Simulation-based reinforcement learning for autonomous driving

Real-world urban space in CARLA simulator

We have recreated a real-world urban space as two new CARLA maps which approximately reflect the testing grounds for real-world deployments.

Below we present preview of the custom made level. The driving was done by a human to showcase the custom-made level.

Example videos taken from the training process

During training we periodically save videos of trajectories with some additional information. In this section we share multiple videos showcasing different weathers and CARLA levels. Those videos were not edited and were taken from training jobs as-is.

In each of the videos below the panes represent the following:

  • row 1 column 1 – RGB camera image
  • row 2 column 1 – saliency map of policy outputs w.r.t. RGB camera input
  • row 3 column 1 – output of semantic segmentator embedded in the policy
  • row 3 column 2 – ground-truth of semantic segmentator provided by CARLA environment
  • row 4 column 1 – simplified semantic segmentator output with less classes
  • row 5 – policy output distribution. Red line represents the value sampled in the rollout

Experiments with modelling standard deviation of a continuous action distribution

Learnable standard deviation value detached from the policy

Although policy manages to solve the scenarios, wobbling makes it impractical when deployed on real-world car. This footage is taken from earlier stages of the project when policy controlled both steering and throttle. In later stages of the project we switch to controlling steering only.

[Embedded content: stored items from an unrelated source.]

Issue #16, opened 2023-01-13
Admin endpoint for setting user tiers


WyseNynja:
There is currently a helper script for this (`web3_proxy_cli change_user_tier_by_address`), but an admin endpoint would make this faster for our users since our admins would not need the infra team to run this command for them.

- [ ] admin endpoint
- [ ] when the tier is changed, clear the cache

yenicelik:
This was merged (and tested in prod as I understand), should be ready to be closed

PR #17, opened 2023-01-17
Admin endpoint to modify user tier

yenicelik:
#16 

- Add admin endpoints + table
- Add endpoint to modify a users tier as an admin
- Add script to create an admin.

An admin can use the CI tool to update a user's role.


web3_proxy/src/frontend/users.rs
```diff
@@ -853,3 +855,135 @@ pub async fn user_stats_detailed_get(
...
+        .context("No user with this id found!")?;
+    // TODO: Let's connect the string, and find the previous string of the user id ... (this might be ok for now too thought)
+    response_body.insert(
+        "previous_tier",
+        serde_json::Value::Number(user.user_tier_id.into()),
+    );
+
+    // Modify the user-role ...
+    // Check if this use has admin privileges ...
+    let user_role: secondary_user::Model = secondary_user::Entity::find()
```
WyseNynja, line 936: `secondary_user` is going to be used for something else. Users will be able to add other users who can view their stats and administrate their account.

Site-wide admins will be on a table that still needs to be created.

This should be a query on the `user` table to find the user that the admin is trying to modify.

web3_proxy/src/frontend/users.rs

Small constant standard deviation

Using small and constant standard deviation produces less wobbly policy that still manages to maintain exploration (thank to dense reward function). This policy behaves much better when deployed on real-life car but still struggles in more precise scenarios such as narrow roads.

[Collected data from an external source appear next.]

Issue #19, opened 2023-01-29
Admin endpoint for imitating a user (read-only)


yenicelik:
Let admins login as another account so that they can diagnose issues with the dashboards etc. This should be a read-only endpoint, i.e. if the admin is logged in as the user, there should be no permission to write data. 

- [ ] Login admin as user
- [ ] Logic to distinguish admin from user whenever a write operation is happening (should be little code if possible)

yenicelik:
Also merged and successfully tested in prod as I understand

PR #20, opened 2023-01-30
Admin endpoint (Godmode / Imitate User)

yenicelik:
#19 
- Modify PendingLogin and Login table
- Add endpoints to login and logout as an admin


migration/src/m20230130_124740_read_only_login_logic.rs
```diff
@@ -0,0 +1,43 @@
...
+pub struct Migration;
+
+#[async_trait::async_trait]
+impl MigrationTrait for Migration {
+    async fn up(&self, manager: &SchemaManager) -> Result<(), DbErr> {
+        // Replace the sample below with your own migration scripts
+        manager
+            .alter_table(
+                Table::alter()
+                    .table(Alias::new("login"))
```
WyseNynja, line 13: Nitpick: this should be Admin::Table. Doesn't make a huge difference but I try to only use Alias when I don't have an Iden enum available

migration/src/m20230130_124740_read_only_login_logic.rs
```diff
@@ -0,0 +1,43 @@
...
+                    .add_column(
+                        ColumnDef::new(Login::ReadOnly)
+                            .boolean()
+                            .not_null()
+                    ).to_owned()
+            ).await
+    }
+
+    async fn down(&self, manager: &SchemaManager) -> Result<(), DbErr> {
+        // Replace the sample below with your own migration scripts
```
WyseNynja, line 23: Nitpick: this comment should be removed

migration/src/m20230130_124740_read_only_login_logic.rs
```diff
@@ -0,0 +1,43 @@
...
+        // Drop the column from the table ...
+        manager
+            .alter_table(
+                Table::alter()
+                    .table(Alias::new("login"))
+                    .drop_column(Alias::new("read_only"))
```
WyseNynja, line 29: above, Use the Iden enum instead of an Alias

web3_proxy/src/admin_queries.rs
```diff
@@ -0,0 +1,125 @@
...
+    // TODO: Make a single query, where you retrieve the user, and directly from it the secondary user (otherwise we do two jumpy, which is unnecessary)
+    // get the user id first. if it is 0, we should use a cache on the app
+    let caller_id = get_user_id_from_params(&mut redis_conn, &db_conn, &db_replica, bearer, &params).await?;
+
+    // Check if the caller is an admin (i.e. if he is in an admin table)
+    let admin: admin::Model = admin::Entity::find()
+        .filter(admin::Column::UserId.eq(caller_id))
+        .one(&db_conn)
+        .await?
+        .context("This user is not registered as an admin")?;
```
WyseNynja, line 82: I think there's an AccessDenied frontend error that we should use. Using "context" is quick and easy, but it ends up being served as a 500. And 500s get automatically retried multiple times across the autoscaling group.

web3_proxy/src/bin/web3_proxy_cli/main.rs
```diff
@@ -70,6 +71,7 @@ pub struct Web3ProxyCli {
 enum SubCommand {
     ChangeUserAddress(change_user_address::ChangeUserAddressSubCommand),
     ChangeUserTier(change_user_tier::ChangeUserTierSubCommand),
+    ChangeUserAdminStatus(change_user_admin_status::ChangeUserAdminStatusSubCommand),
```
WyseNynja, line 74: Nitpick: alphabetical order please

web3_proxy/src/admin_queries.rs
yenicelik: Ok I think I added it in all the right places again. just lmk if you see a spot where it's off (i.e. supposed to be a 400 instead of a 500 or so)

yenicelik:
Also includes changes for #16

scripts/install-test-suite.sh
```diff
@@ -0,0 +1,3 @@
+cargo install cargo-binstall
+cargo install cargo-binstall
```
WyseNynja, line 2: is this supposed to be here twice?

scripts/apply-migrations.sh
```diff
@@ -0,0 +1,3 @@
+sea-orm-cli migrate up
+
+#  sea-orm-cli generate entity -t <table_name>
```
WyseNynja, line 3: there's a few more flags you need. you also have to change a few column types (i8 -> bool, Vec<u8> -> Uuid, and some others) manually. check the README.

web3_proxy/src/admin_queries.rs
```diff
@@ -0,0 +1,134 @@
...
+    app: &'a Web3ProxyApp,
+    bearer: Option<TypedHeader<Authorization<Bearer>>>,
+    params: &'a HashMap<String, String>
+) -> Result<Response, FrontendErrorResponse> {
+
+    // Quickly return if any of the input tokens are bad
+    let user_address: Vec<u8> = params
+        .get("user_address")
+        .ok_or_else(||
+            FrontendErrorResponse::StatusCode(
```
WyseNynja, line 36: This works, but I made a `FrontendErrorResponse::BadRequest` to make this less verbose.

web3_proxy/src/admin_queries.rs
```diff
@@ -0,0 +1,134 @@
...
+            None,
+        ))?;
+    // Return early if the target user_tier_id is the same as the original user_tier_id
+    response_body.insert(
+        "user_tier_title",
+        serde_json::Value::Number(user.user_tier_id.into()),
+    );
+
+    // Now we can modify the user's tier
+    let new_user_tier: user_tier::Model = !user_tier::Entity::find()
```
WyseNynja, line 104: is there supposed to be a `!` on this? That seems wrong

web3_proxy/src/admin_queries.rs
```diff
@@ -0,0 +1,134 @@
...
+
+        user.save(&db_conn).await?;
+
+        info!("user's tier changed");
+    }
+
+    // Finally, remove the user from redis
+    // TODO: Also remove the user from the redis
+    // redis_conn.zrem();
+    // redis_conn.get::<_, u64>(&user.) // TODO: Where do i find the bearer token ...
```
WyseNynja, line 129: I think you'll need to do a query on the [login](https://github.com/llamanodes/web3-proxy/blob/main/entities/src/login.rs) table. That should let you get all bearer tokens for the user.

I think you'll want to delete them from redis and from the database.

web3_proxy/src/admin_queries.rs
```diff
@@ -0,0 +1,134 @@
...
+            "Unable to get the user_tier_title key from the request".to_string(),
+            None,
+        ))?;
+
+    // Prepare output body
+    let mut response_body = HashMap::new();
+
+    // Establish connections
+    let db_conn = app.db_conn().context("query_admin_modify_user needs a db")?;
+    let db_replica = app
```
WyseNynja, line 64: Since this endpoint writes to the database, do not get `db_replica`. Just use db_conn for all queries

web3_proxy/src/bin/web3_proxy_cli/change_user_admin_status.rs
```diff
@@ -0,0 +1,73 @@
...
+        let user = user::Entity::find()
+            .filter(user::Column::Address.eq(address.clone()))
+            .one(db_conn)
+            .await?
+            .context("No user found with that address")?;
+
+        // Check if there is a record in the database
+        let mut admin = admin::Entity::find()
+            .filter(admin::Column::UserId.eq(address))
+            .all(db_conn)
```
WyseNynja, line 42: i think this can be `.one`

web3_proxy/src/bin/web3_proxy_cli/change_user_admin_status.rs
```diff
@@ -0,0 +1,73 @@
...
+            .await?;
+
+        debug!("user: {:#?}", user);
+
+        match admin.pop() {
```
WyseNynja, line 47: if you use `.one` above, you can remove this `pop`

web3_proxy/src/bin/web3_proxy_cli/change_user_admin_status.rs
```diff
@@ -0,0 +1,73 @@
...
+                    user_id: sea_orm::Set(user.id),
+                    ..Default::default()
+                };
+                new_admin.insert(db_conn).await?;
+            },
+            Some(old_admin) if !should_be_admin => {
+                // User is already an admin, but shouldn't be
+                old_admin.delete(db_conn).await?;
+            },
+            _ => {}
```
WyseNynja, line 60: add a log saying something like `no change needed for {address}`

web3_proxy/src/bin/web3_proxy_cli/change_user_admin_status.rs
```diff
@@ -0,0 +1,73 @@
...
+        }
+
+        // Remove any user logins from the database (incl. bearer tokens)
+        let delete_result = login::Entity::delete_many()
+            .filter(login::Column::UserId.eq(user.id))
+            .exec(db_conn)
+            .await;
+
+        debug!("cleared modified logins: {:?}", delete_result);
```
WyseNynja, line 69: also clear redis.

since we do need this same code here, in a frontend endpoint, and similar logic in the /logout endpoint (that just clears the one bearer token though), should we make a helper function?

web3_proxy/src/bin/web3_proxy_cli/main.rs
```diff
@@ -293,6 +295,15 @@ fn main() -> anyhow::Result<()> {
 
                 x.main(&db_conn).await
             }
+            SubCommand::ChangeUserAdminStatus(x) => {
+                let db_url = cli_config
+                    .db_url
+                    .expect("'--config' (with a db) or '--db-url' is required to run proxyd");
```
WyseNynja, line 301: change to `required to run change_user_admin_status`

web3_proxy/src/frontend/mod.rs
```diff
@@ -160,6 +161,14 @@ pub async fn serve(port: u16, proxy_app: Arc<Web3ProxyApp>) -> anyhow::Result<()
         )
         .route("/user/stats/detailed", get(users::user_stats_detailed_get))
         .route("/user/logout", post(users::user_logout_post))
+        .route("/admin/modify_role", get(admin::admin_change_user_roles))
+        .route("/admin/imitate-login/:user_address", get(admin::admin_login_get))
+        .route(
+            "/user/imitate-login/:user_address/:message_eip",
```
WyseNynja, line 167: i think this route should be `/admin/imitate-login/:user_address/:message_eip` to match the one before it

WyseNynja (changes requested):

web3_proxy/src/admin_queries.rs
yenicelik: I replaced the majority with read-replicas now. The reason is that there is a case where the user-tier needs not to be modified, in this case writing is unnecessary. I can still go ahead and just use db_conn though if you prefer

web3_proxy/src/bin/web3_proxy_cli/change_user_admin_status.rs
WyseNynja: i don't think you need to do anything with the salt. the salted stuff is just to keep track that the user has logged in. we use that for our own tracking. we don't want to delete anything from there

WyseNynja: i thought we had the bearer tokens cached in redis. that's what i was referring to. i might have deleted that when we moved everything to the db, but I don't think so.

WyseNynja:
lets add an "audit trail" table that saves all admin logins. we can build alerting or a slack message or something around this.

scripts/manual-tests/16-change-user-tier.sh
```diff
@@ -0,0 +1,38 @@
...
+# Run the proxyd instance
+RUSTFLAGS="--cfg tokio_unstable" cargo run --release -- proxyd
+
+# Check if the instance is running
+curl -X POST -H "Content-Type: application/json" --data '{"jsonrpc":"2.0","method":"web3_clientVersion","id":1}' 127.0.0.1:8544
+
+# Login in the user first (add a random bearer token into the database)
+# (This segment was not yet tested, but should next time you run the query)
+INSERT INTO login (bearer_token, user_id, expires_at, read_only) VALUES (
+  "eyJhbGciOiJIUzI1NiIsInR5cCI6IkpXVCJ9.eyJzdWIiOiIxMjM0NTY3ODkwIiwibmFtZSI6IkpvaG4gRG9lIiwiaWF0IjoxNTE2MjM5MDIyfQ.SflKxwRJSMeKKF2QT4fwpMeJf36POk6yJV_adQssw5c",
```
WyseNynja, line 21: as discussed in telegram, this line needs to be a valid UUID/ULID

web3_proxy/src/admin_queries.rs
WyseNynja: I think that's safest. I've had races in the past cause problems

scripts/manual-tests/16-change-user-tier.sh
yenicelik: Using SIWE through browser did the trick, also UUID seems like I would have to insert the bytecode for the UUID, string like this most likely won't work, we can fix this when doing CICD in the future

web3_proxy/src/bin/web3_proxy_cli/change_user_admin_status.rs
yenicelik: yh looks like it was deleted in that case. I will remove this segment too then.

web3_proxy/src/admin_queries.rs
yenicelik: `get_user_id_from_params` seems to still be using it, i will not delete it, but replace usage in all of the file (except for this function) with db_conn

yenicelik:
> lets add an "audit trail" table that saves all admin logins. we can build alerting or a slack message or something around this.

added this, requested review

WyseNynja:
I should have some time to review this tomorrow

yenicelik:
@WyseNynja with this and the other PRs probably best to first merge stats_v2 into master. I can also open PRs into stats_v2

WyseNynja:
AFAICT, this pr doesn't touch any of the code that's changing for the stats refactor. I don't think you should block deploying this on me finishing stats v2. Open the PR against main.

Policy outputs both mean and standard deviation

In this approach policy network controls both mean and standard deviation of action distribution. On the video taken from middle of the training we can see smaller std values on straight sections and higher std values near intersections.

Selected failure cases

Pulse-width modulation steering when policy is provided last action

In this experiment we provided policy with last action as additional input. Due to inertia of the environment policy learned to use last action to switch between two modes controlling car in a pulse width modulation like manner.

Perceiving single-line road markings when trained on levels with double-lines only

Before we build our custom CARLA level that mimic real-world environment we were training policies only on two CARLA built-in levels.

Those two CARLA built-levels include only double-lines road markings. As seen on saliency maps, policy that only saw double-line road markings is not sensitive to single-line road markings.